Issue #1497, opened 2026-08-04
fix(api): merge_contexts silently drops memories whose embedding failed, then deletes the source holding them


JFK:
Found while designing #1496. Filed separately because that issue is about
*visibility* and this one is about *losing the data*.

## What

`ContextService.merge_contexts` copies only rows whose embedding succeeded
(`context_service.py:896-903`):

```python
select(Memory).where(
    Memory.context_id == source_context_id,
    Memory.deleted_at.is_(None),
    Memory.embedding_status == "success",     # <-- everything else is skipped
)
```

and then, with `delete_source=True`, soft-deletes the whole source context
(`:975-976` → `delete_context`, which sets `deleted_at`, `:1002`).

So every memory in the source at `pending`, `processing` or `failed` is **not
copied and not kept**. It stays parented to a context the user just removed.

## Why this is worse than #1496

#1496 is "467 memories are not searchable and nobody said so" — the rows are
intact and recoverable. This one removes them from the user's reach in a single
click, and the same deployment that produced #1496 is precisely the situation
where it bites: a workspace where 61% of one context's memories sit at `failed`
would merge that context and silently keep 39% of it.

The `merged_count` returned to the caller is the number copied, so the UI
reports a smaller number than the `memory_count` it displayed a moment earlier,
with no explanation. A user reading "652 memories" then seeing "merged 234" has
no way to know the other 418 were left behind rather than deduplicated.

Soft-delete means the rows are technically still in the table — but nothing in
the product surfaces or restores them, so from the user's side this is loss.

## Suspected shape of the fix

Decide deliberately; do not just widen the filter without thinking:

- **Copy everything and carry the status.** Copying a `failed` row preserves it
  and lets the sweep re-embed it in its new home. This is probably right, and
  is consistent with #1496's position that a failed embedding is a recoverable
  state, not a dead row.
- If some statuses genuinely should not be copied, then `delete_source` must
  refuse rather than delete: leaving the source in place is the only safe
  outcome when the merge is known to be partial.
- Either way `merged_count` should not silently disagree with what the user was
  shown. Report skipped rows if any are skipped.

## Acceptance criteria

- [ ] No memory becomes unreachable as a result of a merge. Pin with a test that
      merges a source containing `success` + `failed` + `pending` rows and
      asserts every one is reachable afterwards.
- [ ] `delete_source=True` cannot remove a context whose contents were not fully
      transferred.
- [ ] The returned count reconciles with what the caller can see, or the
[...]

PR #1498, opened 2026-08-04
fix(api): stop configuration failures stranding memories, and surface the ones already lost (#1496)

### LINKED ISSUE #1496: fix(api): memories that exhaust the embedding retry budget vanish from search with no signal to anyone
## What happened

While investigating an unrelated report on production I queried
`embedding_status` and found **467 memories** permanently at `failed`:

```
status=failed  n=467      -- every one at embedding_retry_count = 3
status=success n=7567
```

`MAX_EMBEDDING_RETRIES = 3` (`config/constants.py:174`), and the sweep's
eligibility clause requires `embedding_retry_count < MAX_EMBEDDING_RETRIES`
(`memory_service.py:embedding_retry_eligible_clause`). **All 467 have exhausted
the budget, so the 30-second sweep will never pick them up again.** They are
stuck permanently.

Because a failed embedding never reaches Qdrant (`memory_service.py:5572`), and
BM25 sparse vectors also live in Qdrant (`db/qdrant.py:697`), these memories are
invisible to `recall` in **both** semantic and keyword mode. They are saved,
they are counted in the usage meter, and they cannot be found.

One affected workspace had 418 failed against 269 successful — **61% of that
workspace's memories are unsearchable.** The owner had no way to know.

## Why nobody noticed

- `remember()` returns success: the row is committed with
  `embedding_status='pending'` and the embed is fired as a background task
  (`memory_service.py:561, 596`). The caller sees a write that worked.
- The dashboard's memory count and the plan usage meter count the rows, not
  their searchability. The affected workspace displays "660 / 100000 memories"
  with no qualification.
- `embedding_status` is returned by `GET /contexts/{id}/memories`
  (`contexts.py:1622, 1710`) but **no frontend code reads it** — `grep` for
  `embedding_status` across `frontend/src` returns nothing.
- There is no alert, no admin dashboard panel, and no log-based signal that
  survives past the individual failure.

The only way to discover this is to query the database directly.

## Not a duplicate of the recovery tooling

`POST /api/v1/admin/embedding/retry-failed` (#93) already exists and does the
right thing — it resets `embedding_status='pending'`, clears the error, and
zeroes `embedding_retry_count` so the sweep can claim them again. That is the
cure. This issue is about the **absence of a diagnosis**: an operator has to
already suspect the problem to go looking for the button.

## Acceptance criteria

- [ ] A workspace owner can see that some of their memories are not searchable —
      at minimum a count, ideally per context. It should be visible where the
      memory count is shown, not buried.
- [ ] Something surfaces the condition to operators without a manual query: an
      admin panel figure, a metric, or a log line emitted on transition to
      permanently-failed (not just per-attempt).
- [ ] The copy distinguishes "saved but not searchable" from "not saved" — the
      row is safe, which matters for user trust.
- [ ] A memory that exhausts its retry budget records *why*. `embedding_error`
      exists on the model; confirm it is populated and expose it to admins.

## Worth deciding separately

Whether exhausting the budget should be terminal at all. A workspace with no
usable embedding credential burns all 3 retries in ~3 minutes and then stays
broken forever, even after the credential is fixed — the failure is not
transient, so retry-with-backoff is the wrong model for it. Recovery currently
requires an admin call that a self-serve user cannot make.

JFK:
Closes #1496.

## What was wrong

467 memories on production sat at `embedding_status='failed'` — **every one at
exactly `retry_count = 3 = MAX_EMBEDDING_RETRIES`**. The sweep only claims a
failed row while `retry_count < MAX`, so nothing would ever touch them again.

A failed embedding never reaches Qdrant, and the BM25 sparse vectors live there
too, so those rows were missing from recall in **both semantic and keyword
mode** — while still being counted by the dashboard and charged against quota.
One workspace: 418 unsearchable against 269 searchable. Nothing anywhere said
so; the only way to find out was to query the database, which is how it was
found.

## Why they were stuck

The retry budget is terminal by design, and that is right for the class it was
written for: poison rows — bad input, oversized text — that more attempts cannot
help.

"No embedding credential is configured" was landing in the same bucket. It is
not that class. It is a fixable state, and it burned all three attempts in about
three minutes; adding the key afterwards changed nothing, because the rows were
already at the ceiling.

## The fix

`is_configuration_failure` refunds the budget for `ConfigurationError` and
`EmbeddingSpendCapExceeded`. Those two are safe to branch on because
`EmbeddingService` re-raises them **unwrapped**, above its blanket
`except Exception -> OpenAIError`, and both are raised **before** the provider
call — so re-probing one costs no tokens and no HTTP request. Two short queries
per sweep tick, globally bounded by the existing `limit(20)`.

**Why a counter reset and not a new `blocked` status.** A status needs a
migration, an enum-drift pin, and an audit of every `== 'failed'` predicate —
and its exit would be event-driven, hooked onto key-create and plan-change.
That structurally misses the two repair paths with **no HTTP handler at all**:
setting the platform `OPENAI_API_KEY`, and a plan change applied out of band.
The counter reset keys on the *failure*, not the *fix*, so the sweep's re-probe
**is** the condition check and every repair path is covered for free. It also
degrades safely under misclassification, which the alternative does not.

## The operator signal

There is no metrics pipeline in this deployment — no `/metrics`, no otel, no
scraper — so the signal goes to structlog:

- `embedding_budget_exhausted` (error) fires **once** when a row enters the
  never-retried-again state. `embedding_failed` drops to warning. The distinct
  name is the point: greppable, alertable, and its absence means something.
- Both carry `error_class`, which turns "read 467 messages" into one grep.
- The sweep reports `embedding_unsearchable_backlog` when non-zero, **before**
  the candidate query — a deployment whose failed rows have all gone terminal
  has nothing to sweep and would otherwise stay completely silent.

## What the user sees

A subtext on the Total Memories card, plus an informational Alert above it.
That card is where it belongs because that is the number that misleads without
it — every figure the user could see agreed with every other one, and all of
them counted rows rather than searchability.

`Alert`, not `ErrorBanner` and not a toast: nothing the user did failed, and the
house rule carves warnings out of the error channels. The copy leads with the
safe fact — saved, not lost, searchable as soon as indexing succeeds. Support is
mentioned only in the `stalled` string, where after this fix it is genuinely
true that automatic recovery will not help.

## Also in here

**A privacy leak, found while designing this and fixed separately in
`3c0a1b3e`.** `GET /workspace/embedding-status` returns up to 50 failed
memories *with their summaries*, scoped by `workspace_id` only — no
accessible-context filter, while every other stats path in the same module has
one. Any workspace member could read the opening 200 characters of another
member's **private** context memories by asking for the embedding queue. It
needs a memory whose embedding actually failed, which is unusual outside exactly
the situation this issue is about — so the leak got materially more reachable at
the same moment.

**A one-time backfill migration.** The code fix is not retroactive; rows already
at the ceiling can never be claimed. Without it this ships pointing at a dead
end and the new counts would name a problem with no way out. It resets the
counter rather than pattern-matching the free-text `embedding_error`, which puts
the rows back through the *fixed* path and lets the corrected logic decide:
configuration failures self-heal, genuine poison rows burn four fresh attempts
and re-stick. Self-limiting.

## Verification

| Gate | Result |
|---|---|
| backend pytest | 1966 passed |
| ruff | clean |
| pyright | 0 errors |
| frontend tsc | 0 errors |
| frontend vitest | no new failures |

Every fix is pinned by a test **verified by mutation**. The decision that
matters lives in `embedding_failure_values` so it is testable without a live
session and a Qdrant client; a narrow AST pin covers the seam those tests cannot
see, and removing either half fails the suite.

## Known gaps, deliberately not fixed here

- **A revoked or wrong key still goes terminal.** It arrives as a plain
  `OpenAIError` because the blanket wrapper erases the provider SDK's type.
  Catching it means reading `openai` status codes — SDK internals this project
  pins no upper bound on. Worth its own issue; it is the second-most-likely
  cause of a stuck workspace after "no key at all".
- `cryptography.fernet.InvalidToken` (wrong `ENCRYPTION_KEY`) has the same
  shape: an operator configuration error reported as a provider error.
- **Steady-state churn is real but small.** A deployment that never fixes its
  credential re-probes those rows forever — bounded at ~40 claims/min globally,
  zero provider calls. If a backlog ever reached six figures the right answer is
  a per-workspace circuit breaker, not a terminal state.
- Separately filed: #1497, where `merge_contexts` copies only `success` rows and
  then deletes the source holding the rest. That one loses data rather than
  hiding it.


JFK:
Two review comments — one landed, one I think is mistaken.

**The attempt count: correct, fixed in 6f081c54.** Eligibility is
`retry_count < MAX_EMBEDDING_RETRIES`, so from 0 a row is claimed at 0, 1 and 2
— three attempts, not four. Corrected in both places in the migration docstring
and pinned by a test so the prose and the constant cannot drift again. It is a
small error but it is the same shape this PR keeps tripping over: text beside
code asserting something the code does not do. Thanks for catching it.

**The `isinstance` union: this one is wrong.** `isinstance(x, A | B)` has been
valid since Python 3.10 — PEP 604 made `types.UnionType` acceptable as the
second argument. This project runs 3.11:

```
$ python -c "
class A(Exception): pass
class B(Exception): pass
print(isinstance(A(), A|B), isinstance(ValueError(), A|B))"
True False
```

It is also exercised directly by the suite in this PR —
`TestWhichFailuresAreConfiguration` calls `is_configuration_failure` with real
`ConfigurationError` and `EmbeddingSpendCapExceeded` instances and asserts both
the True and False branches. If it raised `TypeError` as described, those six
parametrised cases would fail rather than pass, and `backend-unit` is green.

Leaving it as the union form: it reads better than a tuple and matches the type
annotation style used elsewhere in this module. Happy to switch if there is a
project convention I have missed, but not for the stated reason.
-------
Repeat verbatim the opening run of entries, ending with the line that contains "not searchable and".

Issue #1497, opened 2026-08-04
fix(api): merge_contexts silently drops memories whose embedding failed, then deletes the source holding them


JFK:
Found while designing #1496. Filed separately because that issue is about
*visibility* and this one is about *losing the data*.

## What

`ContextService.merge_contexts` copies only rows whose embedding succeeded
(`context_service.py:896-903`):

```python
select(Memory).where(
    Memory.context_id == source_context_id,
    Memory.deleted_at.is_(None),
    Memory.embedding_status == "success",     # <-- everything else is skipped
)
```

and then, with `delete_source=True`, soft-deletes the whole source context
(`:975-976` → `delete_context`, which sets `deleted_at`, `:1002`).

So every memory in the source at `pending`, `processing` or `failed` is **not
copied and not kept**. It stays parented to a context the user just removed.

## Why this is worse than #1496

#1496 is "467 memories are not searchable and nobody said so" — the rows are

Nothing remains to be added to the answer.